Bien que symbolique, cette journée se veut nécessaire. Elle devrait être consacrée à l’éducation, à la réflexion, voire au recueillement. Rappelons que près de 6000 enfants autochtones ont trouvé la mort dans ces pensionnats et que de nombreux pensionnaires en ont gardé les cicatrices vives de violences en tout genre allant d’expériences scientifiques ayant mené à la malnutrition, la maladie et la mort en plus des violences psychologiques, physiques, sexuelles, culturelles et identitaires.

Cette journée ne se veut pas une fin en soi, mais plutôt le début d’une longue démarche. Une démarche commune. Elle ne vaut pas grand-chose si les gens profitent du congé accordé par plusieurs provinces (sans le Québec) ainsi que par le gouvernement fédéral pour aller magasiner ou regarder des séries.

Il faut être deux parties pour se réconcilier. Il faut faire les efforts. Mais avant même de penser à y arriver, il nous faut guérir. Nous tous. Cette guérison n’est pas uniquement réservée aux Autochtones.

Quand je lis des papiers ou que j’entends des commentaires défensifs, fermés, bourrés de préjugés, de propos racistes ou de raccourcis qui font preuve de malhonnêteté intellectuelle, j’en appelle à la guérison. Quand je me souviens qu’il y a deux ans, le 28 septembre 2020, Joyce Echaquan mourait à l’hôpital de Joliette, j’en appelle à la guérison. Quand j’entends le premier ministre François Legault qui s’obstine à ne pas reconnaître le racisme systémique ou le principe de Joyce, j’en appelle à la guérison.

Cette journée marque le début d’un travail et d’efforts communs qui visent la réconciliation. Mais qu’est-ce que ça veut dire ? Comment pourrons-nous savoir quand nous y serons arrivés ? Que faut-il mettre en place ?

Je n’ai pas la réponse à toutes ces questions. Je sais cependant que chaque fois qu’on fait de la place aux voix autochtones dans les médias, ça aide. Que chaque fois qu’on permet aux artistes autochtones de chanter dans leur langue, ça aide. Que chaque fois qu’un gouvernement, une société, une institution a le courage de changer quelque chose dans son système parce que ça laissait les Autochtones de côté, ça aide. Que chaque séance de formation, chaque conférence donnée par un Autochtone aide.
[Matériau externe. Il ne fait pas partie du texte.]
PR #1440, opened 2024-02-29
queue: document lifetime

danielnorberg:
## Describe your changes

Linear issue: MOD-2459

Document `modal.Queue` lifetime and expiry.

### DIFF
--- a/modal/queue.py
+++ b/modal/queue.py
@@ -22,6 +22,12 @@ class _Queue(_Object, type_prefix="qu"):
 
     The queue can contain any object serializable by `cloudpickle`, including Modal objects.
 
+    **Lifetime of a queue and its contents**
+
+    A `Queue`'s lifetime matches the lifetime of the app it's attached to, but the contents expire after 30 days.
+    Because of this, `Queues`s are best used for communication between active functions and not relied on for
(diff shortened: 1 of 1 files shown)


modal/queue.py
```diff
@@ -22,6 +22,12 @@ class _Queue(_Object, type_prefix="qu"):
 
     The queue can contain any object serializable by `cloudpickle`, including Modal objects.
 
+    **Lifetime of a queue and its contents**
+
+    A `Queue`'s lifetime matches the lifetime of the app it's attached to, but the contents expire after 30 days.
```
freider, line 27: Except when it's a deployed self-contained queue, i.e. `Queue.persisted()` / `Queue.from_name(, create_if_missing=True)` 🤡

freider: So I'm not sure if we should actually talk about lifetimes here, since it's more of a general concept and each object type can have both ephemeral and persisted variants

danielnorberg: No strong opinion, but this is where we document lifetimes for dicts https://modal.com/docs/reference/modal.Dict#modaldictdict. Where should we discuss lifetime/expiry instead?

danielnorberg: Discussed IRL, will refactor/move docs later.

PR #1441, opened 2024-02-29
Disable version tagging while we debug

mwaskom:
Unborks our deployments


mwaskom:
Superseded by #1442; this was user error, not a problem with the automated tagging code

PR #1443, opened 2024-02-29
Show traceback from user code when local entrypoint function raises errors

mwaskom:
Fixes an oversight in our recent change to traceback handling:

image

Resolves MOD-2460


ekzhang (approved):
Looks good to me!

PR #2454, opened 2024-11-04
Connect socket in create_channel

erikbern:
`grpclib` connects the socket lazily, but we can force it to connect on creation (and not on the first call) by calling an internal method. This solves a weird test failure in https://github.com/modal-labs/modal-client/pull/2439#pullrequestreview-2412843577

Once we remove `ClientHello`, checking connection upfront is I think a bit better since it will fail in the proper context and not later. It means we can still fail fail on client construction in many cases (although some issues like failing credentials will be raised lazily). It means we can remove a few dummy hello calls in tests in #2439

### DIFF
--- a/modal/_utils/grpc_utils.py
+++ b/modal/_utils/grpc_utils.py
@@ -70,7 +70,7 @@ RETRYABLE_GRPC_STATUS_CODES = [
 ]
 
 
-def create_channel(
+async def create_channel(
     server_url: str,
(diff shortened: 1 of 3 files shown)


freider (approved):
👍

erikbern:
Turns out we're using `create_channel` in a bunch of internal code, so it's a bit annoying to change the signature (to `async`)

De petits pas sur une longue route.

Un survivant des pensionnats a dit un jour : « Il aura fallu des centaines d’années pour nous détruire, il en faudra au moins autant pour nous rebâtir. » Je trouve qu’il a vu juste. Il faudra être patient et prendre le temps de bien faire les choses.

Tantôt, il nous faudra toutefois penser à un meilleur partage des pouvoirs, des territoires, à une meilleure justice. C’est là, je crois, que nous mesurerons la véritable volonté de faire mieux. À l’heure des grands pas. Et pour tout ça, j’en appelle à la guérison.